Did you know ... Search Documentation:
Pack logtalk -- logtalk-3.98.0/library/nearest_centroid/NOTES.md

This file is part of Logtalk https://logtalk.org/ SPDX-FileCopyrightText: 1998-2026 Paulo Moura <pmoura@logtalk.org> SPDX-License-Identifier: Apache-2.0

Licensed under the Apache License, Version 2.0 (the "License"); you may not use this file except in compliance with the License. You may obtain a copy of the License at

http://www.apache.org/licenses/LICENSE-2.0

Unless required by applicable law or agreed to in writing, software distributed under the License is distributed on an "AS IS" BASIS, WITHOUT WARRANTIES OR CONDITIONS OF ANY KIND, either express or implied. See the License for the specific language governing permissions and limitations under the License.

nearest_centroid

Nearest Centroid classifier.

The library implements the classifier_protocol defined in the classifier_protocols library. It provides predicates for learning a classifier from a dataset, using it to make predictions, and exporting it as a list of predicate clauses or to a file.

Datasets are represented as objects implementing the dataset_protocol protocol from the classifier_protocols library. See test_files directory for examples.

API documentation

Open the [../../docs/library_index.html#nearest_centroid](../../docs/library_index.html#nearest_centroid) link in a web browser.

Loading

To load this library, load the loader.lgt file:

| ?- logtalk_load(nearest_centroid(loader)).

Testing

To test this library predicates, load the tester.lgt file:

| ?- logtalk_load(nearest_centroid(tester)).

Features

  • Multiple Distance Metrics: Euclidean, Manhattan, cosine
  • Mixed Features: Automatically handles categorical and continuous features
  • Configurable Option: distance metric via predicate options
  • Probability Estimation: Provides confidence scores for predictions
  • Classifier Export: Learned classifiers can be exported as predicate clauses

Usage

Learning a Classifier

% Learn from a dataset object with default options (euclidean distance)
| ?- nearest_centroid::learn(my_dataset, Classifier).
...

% Learn with custom options
| ?- nearest_centroid::learn(my_dataset, Classifier, [distance_metric(manhattan)]).
...

Making Predictions

% Predict class for a new instance
| ?- Instance = [attr1-value1, attr2-value2, ...],
     nearest_centroid::learn(my_dataset, Classifier),
     nearest_centroid::predict(Classifier, Instance, PredictedClass).
PredictedClass = ...
...

% Predict with custom options
| ?- nearest_centroid::predict(Classifier, Instance, PredictedClass, [distance_metric(cosine)]).
...

% Get probability distribution
| ?- nearest_centroid::predict_probabilities(Classifier, Instance, Probabilities).
Probabilities = [class1-0.67, class2-0.33]
...

Exporting the Classifier

Learned classifiers can be exported as a list of clauses or to a file for later use.

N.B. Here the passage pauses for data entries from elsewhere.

PR #658, opened 2017-09-07
Fix references that should have moved from props to state

jtanner:
`lineColor` and `margin` were moved to state and I missed updating them in a couple places.


paniclater:
:shipit:

lukeschunk:
:shipit:

PR #659, opened 2017-09-19
added state to manage which default range the user clicked on

lukeschunk:
This fixes a bug where on months that had 30 days, two default ranges could appear to be "selected" with the Icon showing up in the UI. 

This adds a `selectedOption` state on the DefaultRanges component and displays the icon based on that `selectedOption` state in addition to the logic that was previously in place. 

No longer a stateless functional component though.


jtanner:
:shipit:

PR #661, opened 2017-09-25
Fix Drawer header size

jtanner:
The `Drawer`'s header height was 65px but the code expected it to be 50px [[see line 132]](https://github.com/mxenabled/mx-react-components/pull/661/files#diff-33a8118349b4401b3292483c9767bcdeR132) which caused issues with the content extending past the bottom of the page.

Before:

screen shot 2017-09-25 at 11 09 53 am

After:

screen shot 2017-09-25 at 11 10 22 am


paniclater:
I truly don't understand why box-sizing isn't the default behavior of block dom elements. 

Thanks for the fix: :shipit:

jtanner:
I agree, it really should be the default.

PR #121, opened 2016-08-24
Changed placeholdertext login

DennisVinke:
Changed the placeholder text for the username and password because it was confusing the members using the Omnomcom.


jonathanjuursema:
Why? :(

But specifically for the username, on the new site the default way of logging in is with e-mail. Only after linking your utwente account yourself you can use it. Taking this into account it makes more sense to show an e-mail as default username.

DennisVinke:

% Export as predicate clauses
| ?- nearest_centroid::learn(my_dataset, Classifier),
     nearest_centroid::classifier_to_clauses(my_dataset, Classifier, my_classifier, Clauses).
Clauses = [my_classifier(...)]
...

% Export to a file
| ?- nearest_centroid::learn(my_dataset, Classifier),
     nearest_centroid::classifier_to_file(my_dataset, Classifier, my_classifier, 'classifier.pl').
...

Using a learned classifier

Learned and saved classifiers can later be used for predictions without needing to access the original training dataset.

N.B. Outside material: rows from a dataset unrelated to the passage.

PR #291, opened 2016-12-07
Auto achieve

Peeterus:
- adds a scheduled command (daily) to hand out automatic achievements
- achievements can be set to automatic and can be given a user select SQL query by admins
- board can see but not edit these settings


jonathanjuursema:
Rejected, feedback via Slack.

PR #358, opened 2017-03-06
added automatic gifting for 'big kid' achievement

Peeterus:
title says it all


Peeterus:
also adds checks to achievement gallery on obtained achievements

Peeterus:
fixed achievements jumping around in the gallery on hover when using firefox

% Later, load the file and use the classifier
| ?- consult('classifier.pl'),
     my_classifier(AttributeNames, FeatureTypes, Centroids),
     Instance = [...],
     nearest_centroid::predict(my_classifier(AttributeNames, FeatureTypes, Centroids), Instance, Class).
Class = ...
...

Options

The following options can be passed to the predict/4 and predict_probabilities/4 predicates:

  • distance_metric(Metric): Distance metric to use. Options: euclidean (default), manhattan, cosine

Classifier Representation

The learned classifier is represented as a compound term with the functor chosen by the user when exporting the classifier and arity 4. For example, assuming the my_classifier/1 functor:

nc_classifier(AttributeNames, FeatureTypes, Centroids)

Where:

  • AttributeNames: List of attribute names in order
  • FeatureTypes: List of types (numeric or categorical)
  • Centroids: List of computed Class-Centroid pairs

References

  1. Manning, Raghavan & Schütze (2008) - "Introduction to Information Retrieval". Cambridge University Press.
  2. Tibshirani, Hastie, Narasimhan & Chu (2002) - "Diagnosis of multiple cancer types by shrunken centroids of gene expression". Proceedings of the National Academy of Sciences, 99(10), 6567-6572.
  3. Hastie, Tibshirani & Friedman (2009) - "The Elements of Statistical Learning: Data Mining, Inference, and Prediction" (2nd Edition). Springer.